:: What the exercise asks ::
Search the data for the string "runs" and copy each line in which it appears.

:: Records for this task ::

= = = = =

PR #392, opened 2022-12-17
PR: Add Python 3.11 to CIs/tags & overhaul CI config

### LINKED ISSUE #386: Add official support for Python 3.11
Hi,

The recent PySide6 release 6.4.0.1 now supports Python 3.11 too.

Qtpy officially only supports 3.6 to 3.10 but not yet 3.11.

Here's the commit which added 3.10: https://github.com/spyder-ide/qtpy/commit/005641217fbece5e2844ffb844596c90ae3850b6 .

Thanks a lot for this amazing project!

CAM-Gerlach:
As discussed in #386 , adds official support for Python 3.11 (following a similar template to #296 which added 3.10 support) in the Trove tags and CI tests, making the necessary binding and Qt version adjustments as required for the 3.11 jobs, including a somewhat non-ideal but necessary workaround for [a conda package solver incompatibility](https://github.com/spyder-ide/qtpy/pull/392#issuecomment-1356123618) on Py311 + pyqt 5.15 + qt 5.15.

Along the way, I've refactored the CI config to centralize the binding and Qt API version selection all in one place in the matrix config, to greatly reduce duplication of version constants and the scattering of the logic multiple places in the declarative config and the dynamic execution script. In concert with that, I've been able to:

* Ensure that all four bindings have their lower (5.9/6.2), middle (5.12/6.3) and upper (5.15/6.2) bound versions tested on at least one CI job
* Fix an issue with most PySide 6.x jobs accidentally using the lower rather than the middle or upper bound version
* Unskip the macOS-Python3.7-pip job, as it now runs fine without errors
* Add the missing Qt version parameter to the `conda install` call for PySide6 and fix its indent (from PR #378)
* Fix some other issues in `test.sh`, including a small but meaningful typo in a comment, an unnecessary `pip` spec/version, and a tab/spaces problem

I've also updated/fixed a few related small ancillary bits:

* Upgraded the `checkout` and `setup-python` action versions to the current
* Elided the redundant `wheel` build-time dependency
* Removed the deprecated `license_file` metadata key superceded by `license_files`

Fixes #386

### DIFF
--- a/.github/workflows/test.sh
+++ b/.github/workflows/test.sh
@@ -9,8 +9,13 @@ conda remove -q -n test-env --all || true
 # Create and activate conda environment for this test
 BINDING=$(echo "$1" | tr '[:lower:]' '[:upper:]')
 QT_VERSION_VAR=${BINDING}_QT_VERSION
+
 # pytest-qt >=4 doesn't support Qt <=5.9
-if [ "${!QT_VERSION_VAR:0:3}" = "5.9" ]; then PYTESTQT_VERSION="=3.3.0"; PYTEST_VERSION=">=6,!=7.0.0,!=7.0.1,<7.2.0"; fi
+if [ "${!QT_VERSION_VAR:0:3}" = "5.9" ]; then
+    PYTESTQT_VERSION="=3.3.0"
+    PYTEST_VERSION=">=6,!=7.0.0,!=7.0.1,<7.2.0"
+fi
+
 conda create -q -n test-env python=${PYTHON_VERSION} pytest${PYTEST_VERSION:-">=6,!=7.0.0,!=7.0.1"} "pytest-cov>=3.0.0" pytest-qt${PYTESTQT_VERSION:-}
 conda activate test-env
 
--- a/.github/workflows/test.sh
+++ b/.github/workflows/test.sh
@@ -9,19 +9,19 @@ conda remove -q -n test-env --all || true
 # Create and activate conda environment for this test
 BINDING=$(echo "$1" | tr '[:lower:]' '[:upper:]')
 QT_VERSION_VAR=${BINDING}_QT_VERSION
-# pytest-qt >=4 doesn't support Qt >=5.9
+# pytest-qt >=4 doesn't support Qt <=5.9
 if [ "${!QT_VERSION_VAR:0:3}" = "5.9" ]; then PYTESTQT_VERSION="=3.3.0"; PYTEST_VERSION=">=6,!=7.0.0,!=7.0.1,<7.2.0"; fi
-conda create -q -n test-env python=${PYTHON_VERSION} pytest${PYTEST_VERSION:-">=6,!=7.0.0,!=7.0.1"} "pytest-cov>=3.0.0" pytest-qt${PYTESTQT_VERSION:-} pip${PIP_VERSION:-}
+conda create -q -n test-env python=${PYTHON_VERSION} pytest${PYTEST_VERSION:-">=6,!=7.0.0,!=7.0.1"} "pytest-cov>=3.0.0" pytest-qt${PYTESTQT_VERSION:-}
 conda activate test-env
 
 if [ "$USE_CONDA" = "Yes" ]; then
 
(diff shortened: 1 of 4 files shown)


CAM-Gerlach:
@ccordoba12 @dalthviz I've apparently discovered a conda dependency solution issue that can be worked around here, but should probably be fixed properly upstream, most likely with a new release of the `qt` metapackage (which might in turn require a new release of `qt-webengine`). Specifically, no version of the `qt` metapackage and `pyqt` are mutually compatible on Python 3.11, and running

```shell
conda create -n test-env python=3.11 pyqt qt
```

or equivalently

```shell
conda create -n test-env python=3.11 pyqt=5.15 qt=5.15
```

fails on all platforms with a dependency resolution error, which you can see the full output of on CI in e.g. [this run](https://github.com/spyder-ide/qtpy/actions/runs/3718737526/jobs/6307127310).

Specifically, I've traced the issue to following three incompatible constraints:

* The latest `pyqt` 5.15.7 is the earliest version supported on Python 3.11 (5.15.4 will not install)
* `pyqt` 5.15.7 requires `qt-main`, of which only 5.15.6 is mutually compatible with `pyqt` (5.15.4 is mutually incompatible, but will install on its own on Python 3.11, or with `pyqt` 5.15.7on Python <3.11)
* The latest version of the `qt` 5.15 meta-package is 5.15.4, which pins on `qt-main` and `qt-webengine` of the same point version

To note,

```shell
conda create -n test-env python=3.11 pyqt=5.15.7 qt-main=5.15.6 qt-webengine=5.15.4
```

does resolve. Also, 5.15.4 is the latest version of `qt-webengine`, though conda-forge/qt-webengine-feedstock#20 is open to update it to 5.15.7—though that wouldn't be in sync with the latest `qt-main` version, so I'm not sure if that can be pinned with `qt` unless `qt-main` is also updated to that version.

Should this be reported to one or more of those feedstocks? Or can something else be done about it?

ccordoba12:
> Should this be reported to one or more of those feedstocks? Or can something else be done about it?

I think it should be reported in the qt-feedstock to update the constraints it has on `qt-main` and `qt-webengine`.

CAM-Gerlach:
Thanks, I've opened conda-forge/qt-feedstock#234 on there as suggested.

In the meantime, though, that doesn't block this PR, since I implemented a workaround (that's not quite as elegant as I'd like, but works just fine for now).

.github/workflows/test.sh
```diff
@@ -9,36 +9,41 @@ conda remove -q -n test-env --all || true
 # Create and activate conda environment for this test
 BINDING=$(echo "$1" | tr '[:lower:]' '[:upper:]')
 QT_VERSION_VAR=${BINDING}_QT_VERSION
-# pytest-qt >=4 doesn't support Qt >=5.9
+# pytest-qt >=4 doesn't support Qt <=5.9
 if [ "${!QT_VERSION_VAR:0:3}" = "5.9" ]; then PYTESTQT_VERSION="=3.3.0"; PYTEST_VERSION=">=6,!=7.0.0,!=7.0.1,<7.2.0"; fi
```
ccordoba12, line 13:
```suggestion

# pytest-qt >=4 doesn't support Qt <=5.9
if [ "${!QT_VERSION_VAR:0:3}" = "5.9" ]; then
    PYTESTQT_VERSION="=3.3.0"
    PYTEST_VERSION=">=6,!=7.0.0,!=7.0.1,<7.2.0"
fi

```

No need for this `if` to be in a single line, which makes it hard to read.

ccordoba12 (commented):
A couple of small suggestions for you @CAM-Gerlach, otherwise looks good to me.

.github/workflows/test.sh
CAM-Gerlach: Yeah, I'm not sure why it was that way originally; it was added at some point after I created the original script

ccordoba12 (approved):
Looks good to me now, thanks @CAM-Gerlach!

dalthviz (approved):
Thanks @CAM-Gerlach !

= = = = =

:: Task output ::
* Unskip the macOS-Python3.7-pip job, as it now runs fine without errors
fails on all platforms with a dependency resolution error, which you can see the full output of on CI in e.g. [this run](https://github.com/spyder-ide/qtpy/actions/runs/3718737526/jobs/6307127310).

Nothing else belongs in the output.